Forrester’s Predictions 2020: The Internet of Things report has an eye-opening forecast on cybercrime for the coming year – an IoT prediction that demands that we collectively consider how to strengthen OT security.
" We cannot close the door on connectivity’s many benefits. It’s clear that connectivity across people, assets, and systems empowers us to make full use of extracted data to improve operations and processes. "
This is especially true as the line between IT and OT blurs as companies sync up operations to leverage real-time monitoring, data-driven business models, cloud-based and edge analytics, digital twins of industrial processes, a seamless digital ecosystem from shop floor to back-office business processes, and more.
According to the State of Industrial Cybersecurity 2019 report, about “70% of companies surveyed consider an attack on their OT/ICS infrastructure likely.” What are some of the inherent risks to address now before these attacks manifest?

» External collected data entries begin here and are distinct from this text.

Issue #54, opened 2021-03-01
Hypper upgrade command


mattfarina:
This is similar to the `helm upgrade` command with the different being that it does not need the release name or namespace passed to it if specified in the chart. Depends on #49.

PR #58, opened 2021-03-02
Add repo commands

dragonchaser:
This PR adds the following commands to `hypper`:
- `hypper repo add`
- `hypper repo index`
- `hypper repo list`
- `hypper repo update`
- `hypper repo delete`

It imports `internal/helm/urlutil` from Helm to `internal/third-party/helm/urlutil`. `internal/third-party` gets automatically skipped by golangci-lint et al.
It refactors the `pkg/cli/environment.go.EnvSettings` type into a composite type of Helm's, and then overloads it's fields to make sure nothing uses Helm's setting values. TODO use reflection to check that all fields are overloaded, see https://github.com/rancher-sandbox/hypper/issues/65.
It adds `internal/test/ensure/*`.
It adds `pkg/{hypperpath,repo}`.

Supersedes #51
Closes https://github.com/rancher-sandbox/hypper/issues/26

PR #64, opened 2021-03-03
Add new upgrade command

Itxaka:
Lifted completely from helm, no changes other that removing
autocompletion as we dont have that yet

fixes: #54


cmd/hypper/upgrade.go
```diff
@@ -0,0 +1,193 @@
+/*
+Copyright The Helm Authors.
```
dragonchaser, line 2: It looks like there are changes from the helm code here, can you please add SUSE to the copyright.
e.g. 
```
Copyright The Helm Authors, SUSE.
```

That way it is easier for us to track changed code in maintenance.

cmd/hypper/upgrade.go
```diff
@@ -0,0 +1,193 @@
...
+	var createNamespace bool
+
+	cmd := &cobra.Command{
+		Use:   "upgrade [RELEASE] [CHART]",
+		Short: "upgrade a release",
+		Long:  upgradeDesc,
+		Args:  require.ExactArgs(2),
+		RunE: func(cmd *cobra.Command, args []string) error {
+			client.Namespace = settings.Namespace()
+			helmSettings := helmCli.New()
```
dragonchaser, line 79: Please do not create an instance of the helmCli manually, this includes code that accesses helms environment variables and can cause severe problems if a user runs both `hypper` and `helm` on the same machine.
We have introduced this as composition in https://github.com/rancher-sandbox/hypper/blob/handle_repos_composition/pkg/cli/environment.go#L40 where we try to make sure to overwrite those, please use this as soon as PR #58 is merged.

internal/test/test.go
```diff
@@ -104,3 +105,13 @@ func update(filename string, in []byte) error {
 func normalize(in []byte) []byte {
 	return bytes.Replace(in, []byte("\r\n"), []byte("\n"), -1)
 }
+
+// TempDir ensures a scratch test directory for unit testing purposes.
+func TempDir(t *testing.T) string {
+	t.Helper()
+	d, err := ioutil.TempDir("", "helm")
```
dragonchaser, line 112: `s/helm/hypper/`

dragonchaser (changes requested):

cmd/hypper/upgrade.go
Itxaka: I was currently looking at that part of your PR, will do as soon as its merged!

cmd/hypper/upgrade.go
Itxaka: I dont think there are any changes to helm code here...yet.

On my next commit there should be changes and I will add that.

cmd/hypper/upgrade.go
dragonchaser: Thank you :)

cmd/hypper/upgrade.go
dragonchaser: :+1:

kkaempf: That should be "SUSE LLC" :wink:

internal/test/test.go
Itxaka: This is actually removed as your PR brings the same function, so I will drop this.

cmd/hypper/dependency_build.go
```diff
@@ -0,0 +1,15 @@
+package main
```
viccuad, line 1: cmd/hypper/dependency_build.go is missing a header.

cmd/hypper/upgrade_test.go
```diff
@@ -0,0 +1,423 @@
...
+
+	relWithStatusMock := func(n string, v int, ch *chart.Chart, status release.Status) *release.Release {
+		return release.Mock(&release.MockReleaseOptions{Name: n, Version: v, Chart: ch, Status: status})
+	}
+
+	relMock := func(n string, v int, ch *chart.Chart) *release.Release {
+		return release.Mock(&release.MockReleaseOptions{Name: n, Version: v, Chart: ch})
+	}
+
+	tests := []cmdTestCase{
```
viccuad, line 103: I suppose in the future (not on this PR) we need to start adding more tests for hypper charts in all commands and subcomands, testing the upgrade etc when there's shared deps, and so on :grimacing:.

cmd/hypper/upgrade.go
```diff
@@ -0,0 +1,196 @@
...
+	"helm.sh/helm/v3/pkg/cli/output"
+	"helm.sh/helm/v3/pkg/cli/values"
+	"helm.sh/helm/v3/pkg/getter"
+	"helm.sh/helm/v3/pkg/storage/driver"
+)
+
+const upgradeDesc = `
+This command upgrades a release to a new version of a chart.
+
+The upgrade arguments must be a release and chart. The chart
```
viccuad, line 40: "The upgrade arguments must be a release and chart": cmd lists `upgrade [CHART]`

cmd/hypper/upgrade.go
```diff
@@ -0,0 +1,196 @@
...
+or use the '--set' flag and pass configuration from the command line, to force string
+values, use '--set-string'. In case a value is large and therefore
+you want not to use neither '--values' nor '--set', use '--set-file' to read the
+single large value from file.
+
+You can specify the '--values'/'-f' flag multiple times. The priority will be given to the
+last (right-most) file specified. For example, if both myvalues.yaml and override.yaml
+contained a key called 'Test', the value set in override.yaml would take precedence:
+
+    $ helm upgrade -f myvalues.yaml -f override.yaml redis ./redis
```
viccuad, line 55: Same here, the docs don't match the command:

```suggestion
    $ helm upgrade -f myvalues.yaml -f override.yaml ./redis
```

Also, I'm not sure how all works, given that we are setting `Args:  require.ExactArgs(1),`, which means we only accept chart and not release-name.

cmd/hypper/upgrade.go
```diff
@@ -0,0 +1,196 @@
...
+			if ch.Metadata.Deprecated {
+				logger.Warn(eyecandy.ESPrint(settings.NoEmojis, "This chart has been deprecated :exclamation:"))
+
+			}
+			if client.ReleaseName == "" {
+				client.ReleaseName, _ = client.Name(ch, args)
+				logger.Debugf("client.ReleaseName was empty, setting release name to %s", client.ReleaseName)
+			}
+
+			// Fixes #7002 - Support reading values from STDIN for `upgrade` command
```
viccuad, line 105: nitpick (maybe not needed, as it complicates upstreaming?)

```suggestion
			// Fixes helm#7002 - Support reading values from STDIN for `upgrade` command
```

cmd/hypper/upgrade.go
```diff
@@ -0,0 +1,196 @@
...
+			// Must load values AFTER determining if we have to call install so that values loaded from stdin are are not read twice
```
viccuad, line 106: If I understand correctly comment specifies that the `if client.Install {}` *needs* to run before loading values. If not, values are read twice.

Which means that this block should come first thing in the `RunE: Func()` as it is in Helm.

cmd/hypper/upgrade.go
```diff
@@ -0,0 +1,196 @@
...
+
+func newUpgradeCmd(cfg *action.Configuration, logger log.Logger) *cobra.Command {
+	client := action.NewUpgrade(cfg)
+	valueOpts := &values.Options{}
+	var outfmt output.Format
+	var createNamespace bool
+
+	cmd := &cobra.Command{
+		Use:   "upgrade [CHART]",
+		Short: "upgrade a release",
```
viccuad, line 72:
```suggestion
		Short: "upgrade a chart",
```

viccuad (changes requested):

pkg/action/history.go
```diff
@@ -0,0 +1,58 @@
...
+	"helm.sh/helm/v3/pkg/release"
+)
+
+// History is the action for checking the release's ledger.
+//
+// It provides the implementation of 'helm history'.
+// It returns all the revisions for a specific release.
+// To list up to one revision of every release in one specific, or in all,
+// namespaces, see the List action.
+type History struct {
```
viccuad, line 32: We are reimplementing `helm/pkg/action.History` by copy-pasting it into `hypper/pkg/action.History`. I would prefer it used a composite type here, and its constructor instead, as it gives us forward compatibility.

Every connected device is associated with an endpoint that hackers could pinpoint to infiltrate and manipulate the entire digital ecosystem. Think about this: today’s smart factories now have hundreds —and even thousands — of connected sensors. A holistic approach to cybersecurity — from product security to supply chain protection — is imperative.

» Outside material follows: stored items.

PR #66, opened 2021-03-04
copyright/license check

### LINKED ISSUE #8: Add missing License and Copyright headers

dragonchaser:
This is a rudimentary checker for `make` or ci that checks if go files start with the `package` keyword, if it warns about (probable) missing license/copyright headers.

- Adds `make license-check` target

Closes #8

### DIFF
--- a/.github/workflows/license-check.yml
+++ b/.github/workflows/license-check.yml
@@ -1,0 +1,20 @@
+name: license-check
+on:
+  push:
+    tags:
+      - v*
+    branches:
+      - main
+  pull_request:
+jobs:
+  license-check:
+    strategy:
+      matrix:
+        go-version: ["1.16.x"]
+        os: [ubuntu-latest]
+    runs-on: ${{ matrix.os }}
+    steps:
+      - name: Checkout
+        uses: actions/checkout@v2
+      - name: Check license
+        run: make license-check
--- a/.github/workflows/license-check.yml
+++ b/.github/workflows/license-check.yml
@@ -8,11 +8,7 @@ on:
   pull_request:
 jobs:
   license-check:
-    strategy:
-      matrix:
-        go-version: ["1.16.x"]
-        os: [ubuntu-latest]
-    runs-on: ${{ matrix.os }}
+    runs-on: ubuntu-latest
     steps:
       - name: Checkout
         uses: actions/checkout@v2
--- a/scripts/license_check.sh
+++ b/scripts/license_check.sh
@@ -1,0 +1,53 @@
+#!/bin/bash
+
+FILES=$(find . -type f -name "*.go"|grep -v 'third_party'|grep -v 'testdata')
+FAIL=0
+
+for file in  $FILES; do
+    error=""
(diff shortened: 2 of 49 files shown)


scripts/license_check.sh
```diff
@@ -0,0 +1,16 @@
+#!/bin/bash
+
+FILES=$(find . -type f -name "*.go")
```
viccuad, line 3: We should skip `testdata`, `third-party` dirs ala [helm](https://github.com/helm/helm/blob/master/scripts/validate-license.sh).

scripts/license_check.sh
```diff
@@ -0,0 +1,16 @@
...
+FAIL=0
+for file in  $FILES; do
+    if [ $(head -n1 "${file}"|grep package|wc -l) -eq 0 ]; then
```
viccuad, line 6: I would like to check for the specific license  that we use, as Helm does (also, the script is called license_check.sh but doesn't check licenses).

I would also prefer to check for either Rancher, SUSE or Rancher & SUSE copyright. As it is, leaving a newline on the beginning of the file will pass the lint.

viccuad:
Uoook, just realized that the PR is WIP :sweat_smile: . Please feel free to dismiss my review, sorry!

scripts/license_check.sh
dragonchaser: Sounds good...

scripts/license_check.sh
dragonchaser: Makes sense, I will see if this can be invoked through github itself, this file is primarily intended to check for missing/wrong headers.

.github/workflows/license-check.yml
```diff
@@ -0,0 +1,20 @@
...
+  push:
+    tags:
+      - v*
+    branches:
+      - main
+  pull_request:
+jobs:
+  license-check:
+    strategy:
+      matrix:
```
Itxaka, line 12: This should not be needed as this is a simple bash script and does not require a matrix of versions or os to run on

Itxaka (changes requested):

.github/workflows/license-check.yml
dragonchaser: Makes sense, will change.

scripts/license_check.sh
```diff
@@ -0,0 +1,53 @@
+#!/bin/bash
+
+FILES=$(find . -type f -name "*.go"|grep -v 'third_party'|grep -v 'testdata')
```
viccuad, line 3: We may want to expand `FILES` to contain more than .go files. Maybe just listing the files of the prpject, besides third_party, testdata or others. Because `scripts/license_check.sh` is missing a license header, and it's not being detected.

dragonchaser: We might want, I think using only .go atm is sufficient. Also I do not see a point in adding license data in this trivial script. It does not contain anything worthy like business logic etc.

Itxaka (approved):

PR #69, opened 2021-03-08
Create temp dir with hypper pattern

Itxaka:
Instead of using helm for the pattern


viccuad (approved):
Wooops! Nice, good catch!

Many of the systems that control the world’s most critical operations were installed and developed decades ago before the rise of the industrial IoT (IIoT), and they were intended for long-term use. As digitization proliferates rapidly, assessing the risk of legacy systems is critical, and an end-to-end cybersecurity plan should address both new and aging systems.

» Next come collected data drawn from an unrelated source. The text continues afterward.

Issue #68, opened 2021-03-07
helm install option `--values` not recognized


kkaempf:
I'm trying to use hypper as a drop-in replacement for helm.

This helm command works:

> &gt; helm install chimera-controller chimera/chimera-controller --values custom-values.yaml

Replacing `helm` with `hypper` it doesn't work:

> &gt; hypper install chimera-controller chimera/chimera-controller --values custom-values.yaml
Error: unknown flag: --values

Itxaka:
We are missing some flags, I noticed this while calling `install` from the upgrade, let me do a quick PR

kkaempf:
fix confirmed. Thanks !

PR #71, opened 2021-03-08
Add missing flag to Install

Itxaka:
When mimicking the addInstallFlags from Install we
missed the values flags and the chartoptions flags

Fixes: #68 

### DIFF
--- a/cmd/hypper/install.go
+++ b/cmd/hypper/install.go
@@ -70,7 +70,10 @@ func newInstallCmd(actionConfig *action.Configuration, logger log.Logger) *cobra
 			return nil
 		},
 	}
-	addInstallFlags(cmd, cmd.Flags(), client, valueOpts)
+	f := cmd.Flags()
+	addInstallFlags(cmd, f, client, valueOpts)
+	addValueOptionsFlags(f, valueOpts)
+	addChartPathOptionsFlags(f, &client.ChartPathOptions)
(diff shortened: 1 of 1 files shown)


Itxaka:
license check failing due hto ttps://github.com/rancher-sandbox/hypper/pull/72

kkaempf:
Is there a better way to implement this ? We would need to update hypper every time helm adds a new flag. Can't we just pass all (unknown) flags to helm ?

Itxaka:
> Is there a better way to implement this ? We would need to update hypper every time helm adds a new flag. Can't we just pass all (unknown) flags to helm ?

On `Upgrade` we are using the helm flags directly without modifying them in our side. In this case I think its because we need to add a flag that collides with the flag passed from Helm (Due to hypper skipping the release name as a feature)

I think we should open another ticket to deal with the flag stuff as we may be able to bring Helm flags and then force-override ours on top somehow.

dragonchaser:
> Is there a better way to implement this ? We would need to update hypper every time helm adds a new flag. Can't we just pass all (unknown) flags to helm ?

I don't think this is feasible, we also might include changes to our own values in the annotated charts, so we have to evaluate them anyhow.

viccuad (approved):

viccuad:
Thanks for looking into this :)! Good to have usage parity with Helm.

dragonchaser (approved):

Unlike IT attacks, which typically aim for the biggest number of users, OT attacks tend to target a specific weakness within a single target. This approach requires specific paths of protection, as widespread defensive measures such as antiviruses are not commonly applicable or even could incapacitate the device itself. What’s more, disconnecting the affected system often is too complex in factory environments.
It’s very common for external vendors/field service engineers to be granted privileges to access OT devices through their own laptops and USB devices, the internet, or fully hosted environments with little control. This broader access poses risk even if there is no inherent malicious intent. The attack surface widens with each connected laptop or thumb drive.